» **WHAT IS REQUIRED**: The answer must be an exact reproduction of all the entries.

#### RECORDED DATA

PR #575, opened 2026-05-12
Fix tc translation tc twu coeffs

LeoSchmider:
Fixed refs from tcPR.jl and tcTwu.jl.
Added all iterations for M and L params and translation param c.


longemen3000:
Errors unrelated.
By the way, I got the 4th order acentric factor polynomial from https://pmc.ncbi.nlm.nih.gov/articles/PMC11984481, in my opinion, it qualifies as the latest translation correlation from the tc-PR development group, but I like to hear a second opinion

longemen3000 (approved):

LeoSchmider:
My bad, I think you are right that the quartic regression is much better than the linear one because it gives the model much more flexibility, but because the paper you linked wasn't mentioned in the bibliography and casually matches perfectly MT's values, I thought it was just a copy and paste mistake. 
By the way are you okay with the older correlations being let next to the newest ones so that user can uncomment then or do you prefer to create new independent models the soave and soave2019 ?

longemen3000:
>  By the way are you okay with the older correlations being let next to the newest ones so that user can uncomment then or do you prefer to create new independent models the soave and soave2019 ?

If it was my decision, i would use `Soave2019` as default, the main reason we still are using the original correlations is because people just expect the original correlation when calling `PR(components)`

For that reason, to improve the visibility of the alternative alpha functions available in Clapeyron, i added a summary table
 https://clapeyronthermo.github.io/Clapeyron.jl/dev/eos/cubic/#Alpha-(%CE%B1(T))-Models:-Family,-Default-Usage,-and-Compatibility-with-Cubic-EoS

longemen3000 (approved):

########

» **RESPONSE AREA**:
PR #575, opened 2026-05-12
Fix tc translation tc twu coeffs

LeoSchmider:
Fixed refs from tcPR.jl and tcTwu.jl.
Added all iterations for M and L params and translation param c.


longemen3000:
Errors unrelated.
By the way, I got the 4th order acentric factor polynomial from https://pmc.ncbi.nlm.nih.gov/articles/PMC11984481, in my opinion, it qualifies as the latest translation correlation from the tc-PR development group, but I like to hear a second opinion

longemen3000 (approved):

LeoSchmider:
My bad, I think you are right that the quartic regression is much better than the linear one because it gives the model much more flexibility, but because the paper you linked wasn't mentioned in the bibliography and casually matches perfectly MT's values, I thought it was just a copy and paste mistake. 
By the way are you okay with the older correlations being let next to the newest ones so that user can uncomment then or do you prefer to create new independent models the soave and soave2019 ?

longemen3000:
>  By the way are you okay with the older correlations being let next to the newest ones so that user can uncomment then or do you prefer to create new independent models the soave and soave2019 ?

If it was my decision, i would use `Soave2019` as default, the main reason we still are using the original correlations is because people just expect the original correlation when calling `PR(components)`

For that reason, to improve the visibility of the alternative alpha functions available in Clapeyron, i added a summary table
 https://clapeyronthermo.github.io/Clapeyron.jl/dev/eos/cubic/#Alpha-(%CE%B1(T))-Models:-Family,-Default-Usage,-and-Compatibility-with-Cubic-EoS

longemen3000 (approved):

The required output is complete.